Dot product is a powerful algebraic operation in geometry that helps determine angles between two vectors. This technique is widely used to study directional relations and is essential for finding out if angles meet certain criteria, such as being perpendicular or parallel. The dot product of two vectors \( \vec{A} \) and \( \vec{B} \) is given by the formula:\[A \cdot B = |A||B|\cos(\theta)\]where \( \theta \) is the angle between the vectors.To calculate it, we multiply corresponding components of the vectors and add them up. Like in the exercise:

• \(\vec{AB} = \langle 3, 1 \) and \(\vec{BC} = \langle 3, 3 \).
• The dot product \(\vec{AB} \cdot \vec{BC} = 3 \times 3 + 1 \times 3 = 12\).

By knowing the dot product and the magnitudes of the vectors, which are \(\sqrt{10}\) and \(\sqrt{18}\) respectively, we find out whether the vectors form a 90-degree angle or not. In this case, the cosine of angle shown was not zero, indicating a non-right angle.

Geometry Concepts

Geometry is a branch of mathematics centered around the properties and relations of points, lines, surfaces, and solids.
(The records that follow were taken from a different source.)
PR #4838, opened 2021-11-27
Fix dropped markers in dependency walk

finswimmer:
# Pull Request Check List

Resolves: #issue-number-here

### DIFF
--- a/poetry/packages/locker.py
+++ b/poetry/packages/locker.py
@@ -245,16 +245,15 @@ class Locker(object):
                         locked_package.to_dependency().constraint
                     )
 
-                if key not in nested_dependencies:
-                    for require in locked_package.requires:
-                        if require.marker.is_empty():
-                            require.marker = requirement.marker
-                        else:
-                            require.marker = require.marker.intersect(
-                                requirement.marker
-                            )
+                for require in locked_package.requires:
+                    if require.marker.is_empty():
+                        require.marker = requirement.marker
+                    else:
+                        require.marker = require.marker.intersect(requirement.marker)
 
-                        require.marker = require.marker.intersect(locked_package.marker)
+                    require.marker = require.marker.intersect(locked_package.marker)
+
+                    if key not in nested_dependencies:
                         next_level_dependencies.append(require)
 
             if requirement.name in project_level_dependencies and level == 0:
--- a/tests/utils/test_exporter.py
+++ b/tests/utils/test_exporter.py
@@ -752,6 +752,79 @@ foo==1.2.3
     assert expected == content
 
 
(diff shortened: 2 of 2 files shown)


dimbleby:
Looks like you are considering back-porting this to 1.1 - which would be much appreciated, thank you.

re the failing test, it seems as though the difference is that the 1.1 branch is able to collapse
```
bar==7.8.9; platform_system != "Windows" or platform_system == "Windows"
```
into just
```
bar==7.8.9
```
which is nice (I wonder when this was lost).  Hopefully not a reason to avoid taking the fix!

finswimmer:
> Looks like you are considering back-porting this to 1.1 - which would be much appreciated, thank you.

Yeah, at least I've tried. Because I've absolutely no clue about this topic I've passed this one over to @neersighted :smile:

dimbleby:
I think you can simply update the test to match what happens:
```diff
diff --git a/tests/utils/test_exporter.py b/tests/utils/test_exporter.py
index 816673a6..6cae9928 100644
--- a/tests/utils/test_exporter.py
+++ b/tests/utils/test_exporter.py
@@ -817,7 +817,7 @@ def test_exporter_can_export_requirements_txt_with_nested_packages_and_multiple_
         content = f.read()

     expected = """\
-bar==7.8.9; platform_system != "Windows" or platform_system == "Windows"
+bar==7.8.9
 baz==10.11.13; platform_system == "Windows"
 foo==1.2.3
 """
```
If there is anything to worry about here it would be: why doesn't master do this?  But it doesn't seem like anything much to get excited about.

neersighted:
> I think you can simply update the test to match what happens:
> 
> ```diff
> diff --git a/tests/utils/test_exporter.py b/tests/utils/test_exporter.py
> index 816673a6..6cae9928 100644
> --- a/tests/utils/test_exporter.py
> +++ b/tests/utils/test_exporter.py
> @@ -817,7 +817,7 @@ def test_exporter_can_export_requirements_txt_with_nested_packages_and_multiple_
>          content = f.read()
> 
>      expected = """\
> -bar==7.8.9; platform_system != "Windows" or platform_system == "Windows"
> +bar==7.8.9
>  baz==10.11.13; platform_system == "Windows"
>  foo==1.2.3
>  """
> ```
> 
> If there is anything to worry about here it would be: why doesn't master do this? But it doesn't seem like anything much to get excited about.

I've spent some time noodling with this, and concluded that I can't find it and will probably need to bisect. @dimbleby, since you've done other work in this area, a PR fixing this regression on master (with a separate test, of course) would be greatly appreciated. In the mean time I'll just change the test on 1.1 so we can cut the release since the regression is in master.

neersighted (approved):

It's all about shapes and spatial understanding. In a geometry setting, various types of quadrilaterals (four-sided polygons) are explored, each having unique properties. Common quadrilateral types include:

• Square: All sides equal, all angles right angles.
• Rectangle: Opposite sides equal, all angles right angles.
• Rhombus: All sides equal, opposite angles equal.
• Parallelogram: Opposite sides equal and parallel.
• Trapezoid: At least one pair of opposite sides parallel.

The classification of any shape hinges on these parameters. In practical applications, problems often involve verifying these definitions through calculations like side lengths or angles, employing techniques like the distance formula or dot product test. Classifying a quadrilateral can sometimes require the combination of multiple geometric principles like parallelism, congruence, and the properties of angles.